Authored by: Rain Liivoja, Eve Massingham, Tim McFarland and Simon McKenzie, University of Queensland
The incorporation of autonomous functions in weapon systems has generated a robust ethical and legal debate. In this short piece, we outline the international law framework that applies to the use of autonomous weapon systems (AWS) to deliver force in an armed conflict. We explain some of the reasons why using an AWS to deliver force is legally controversial and set out some of the ways in which international law constrains the use of autonomy in weapons. Importantly, it explains why users of AWS are legally required to be reasonably confident about how they will operate before deploying them. We draw on the work that the University of Queensland’s Law and the Future of War Research Group is doing to examine how the law of armed conflict (LOAC), and international law more generally, regulates the use of autonomous systems by militaries.

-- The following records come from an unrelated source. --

PR #7984, opened 2018-05-29
Ignore some test-flakiness when using Java11+ due outstanding Java11 …

normanmaurer:
…bug.

Motivation:

Java11 disallow draining any remaining bytes from the socket if a write causes a connection reset. This should be completely safe to do. At the moment if a write is causing a connection-reset you basically loose all the pending bytes that are sitting on the socket and are waiting to be read.

This happens because SocketOutputStream.write(…) may call AbstractPlainSocketImpl.setConnectionReset(…). Once this method is called any read(…) call will just throw a SocketException without even attempt to read any remaining data.

This is related:
 - https://bugs.openjdk.java.net/browse/JDK-8199329
 - http://hg.openjdk.java.net/jdk/jdk/rev/92cca24c8807
 - http://mail.openjdk.java.net/pipermail/net-dev/2018-May/011511.html

Modifications:

Tolarate if remaining bytes could not be read when using OIO.

### DIFF
--- a/testsuite/src/main/java/io/netty/testsuite/transport/socket/SocketHalfClosedTest.java
+++ b/testsuite/src/main/java/io/netty/testsuite/transport/socket/SocketHalfClosedTest.java
@@ -33,7 +33,9 @@ import io.netty.channel.socket.ChannelInputShutdownEvent;
 import io.netty.channel.socket.ChannelInputShutdownReadComplete;
 import io.netty.channel.socket.ChannelOutputShutdownEvent;
 import io.netty.channel.socket.DuplexChannel;
+import io.netty.channel.socket.oio.OioSocketChannel;
 import io.netty.util.UncheckedBooleanSupplier;
+import io.netty.util.internal.PlatformDependent;
 import org.junit.Test;
 
 import java.util.concurrent.CountDownLatch;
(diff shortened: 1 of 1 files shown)


testsuite/src/main/java/io/netty/testsuite/transport/socket/SocketHalfClosedTest.java
```diff
@@ -414,19 +416,26 @@ public void userEventTriggered(ChannelHandlerContext ctx, Object evt) {
...
+            checkPrematureClose(ctx);
         }
 
-        private void checkPrematureClose() {
+        private void checkPrematureClose(ChannelHandlerContext ctx) {
             if (bytesRead < expectedBytes || !seenOutputShutdown) {
-                causeRef.set(new IllegalStateException("leader premature close"));
-                doneLatch.countDown();
+                if (ctx.channel() instanceof OioSocketChannel && seenOutputShutdown
+                        && PlatformDependent.javaVersion() >= 11) {
```
trustin: Perhaps we should check the Java version before any other conditions because it's more likely to fail fast on most pre-11 deployments?

trustin: Ah, missed that it's a test class. No worries, then!

normanmaurer:
Here is a standalone reproducer which will not fail with Java10 and earlier but fails with latest java11 release:

```java
import java.io.InputStream;
import java.io.OutputStream;
import java.net.ServerSocket;
import java.net.Socket;
import java.net.SocketException;
import java.util.concurrent.CountDownLatch;
import java.util.concurrent.atomic.AtomicReference;

public class Reproducer {

    public static void main(String... args) throws Throwable {
        CountDownLatch readLatch = new CountDownLatch(1);
        CountDownLatch writeLatch = new CountDownLatch(1);
        AtomicReference<Throwable> error = new AtomicReference<>();
        byte[] bytes = new byte[512];

        try (ServerSocket server = new ServerSocket(0)) {
            Thread thread = new Thread(() -> {
                try (Socket client = new Socket()){
                    client.connect(server.getLocalSocketAddress());

                    int readCount = 0;

                    try (InputStream in = client.getInputStream()) {
                        in.read();

                        readCount++;
                        readLatch.countDown();
                        writeLatch.await();


                        OutputStream out = client.getOutputStream();
                        try {
                            for (;;) {
                                // Just write until it fails.
                                out.write(1);
                            }
                        } catch (SocketException expected) {
                        }

                        try {
                            for (;;) {
                                // Read until it fails.
                                in.read();
                                readCount += 1;
                            }
                        } catch (SocketException expected) {
                        }
                    }

                    if (readCount != bytes.length) {
                        throw new AssertionError("Was not able to read remaining data after write error," +
                                " read " + readCount + "/" + bytes.length + ".");
                    }
                } catch (Throwable cause) {
                    error.set(cause);
                }
            });

            thread.start();

            Socket accepted = server.accept();

            // Use SO_LINGER of 0 to ensure we trigger a connection-reset when close the accepted socket.
            accepted.setSoLinger(true, 0);
            accepted.getOutputStream().write(bytes);

            // Wait until we read the first byte. After this there should still be 511 bytes left.
            readLatch.await();

            // Close the accepted channel and signal to the other thread that it should try to write now.
            accepted.close();
            writeLatch.countDown();

            thread.join();

            // Rethrow any error that was produced by the other thread.
            Throwable cause = error.get();
            if (cause != null) {
                throw cause;
            }
        }
    }
}
```

PR #7985, opened 2018-05-29
unexpected sharable handler use

pifuant:
Motivation:

unexpected sharable handler use in example

Modification:

make sharable handler use well

Result:

make sharable handler use well in example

AWS are not prohibited as such
According to a widely used United States Department of Defense definition, an AWS is ‘a system that, once activated, can select and engage targets without further intervention by a human operator’. International law does not specifically prohibit such AWS. Some AWS might be captured by the ban on anti-personnel land mines or the limitation on the use of booby-traps, but there exists no comprehensive international law rule outlawing AWS as a class of weapons.
There are those who argue, for a variety of reasons, that an outright ban ought to be placed on AWS. We take no position in relation to that argument. We note, instead, that unless and until such time as a ban is put in place, the legality of AWS under international law depends on their compatibility with general LOAC rules, especially those that deal with weaponry and targeting.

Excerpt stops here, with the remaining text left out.